[Stored data entries]
◆ ◆ ◆ ◆ ◆ ◆ ◆

PR #490, opened 2015-02-24
Automatic Resource Management

adamretter:
By using Java 7s `try-with-with-resources` functionality for `Txn` and `DBBroker` we can ensure that a transaction is always automatically closed and that a broker is always automatically returned to the broker pool.

For example, consider a common access pattern in eXist:
```java
DBBroker broker = null;
TransactionManager transact = null;
Txn transaction = null;
try {
  broker = pool.get(pool.getSecurityManager().getSystemSubject());
  transact = pool.getTransactionManager();
  transaction = transact.beginTransaction();

  //various db access here

  transact.commit(transaction);
} catch(Exception e) {
  if(transact != null) {
    transact.abort(transaction);
    throw e;
  }
} finally {
  if(transact != null) {
    transact.abort(transaction);
  }
  if(broker != null) {
    pool.release(broker);
  }
}
```

Instead, through adopting `try-with-resources` we can use the much simpler and safer pattern:
```java
final TransactionManager transact = pool.getTransactionManager();
try(final DBBroker broker = pool.get(pool.getSecurityManager().getSystemSubject());
    final Txn transaction = transact.beginTransaction()) {

  //various db access here

  transact.commit(transaction);
}
```

### DIFF
--- a/extensions/debuggee/test/org/exist/debugger/DebuggerTest.java
+++ b/extensions/debuggee/test/org/exist/debugger/DebuggerTest.java
@@ -489,18 +489,11 @@ public class DebuggerTest implements ResponseListener {
 	}
 	
     private void store(String name,  String data) throws EXistException {
-    	Database pool = BrokerPool.getInstance();;
-    	
-        DBBroker broker = null;
-        TransactionManager transact = null;
-        Txn transaction = null;
-        try {
-            broker = pool.get(pool.getSecurityManager().getSystemSubject());
-            assertNotNull(broker);
-            transact = pool.getTransactionManager();
-            assertNotNull(transact);
-            transaction = transact.beginTransaction();
-            assertNotNull(transaction);
+    	Database pool = BrokerPool.getInstance();
+        final TransactionManager = transact = pool.getTransactionManager();
+
+        try(final DBBroker broker = pool.get(pool.getSecurityManager().getSystemSubject());
+            final Txn transaction = transact.beginTransaction()) {
 
             Collection root = broker.getOrCreateCollection(transaction, TestConstants.TEST_COLLECTION_URI);
     		broker.saveCollection(transaction, root);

◆ ◆ ◆ ◆ ◆ ◆ ◆

| Directions |
Going through the records above, state how many lines include the word "Database", and give no other text.

| Solution for this exercise |
2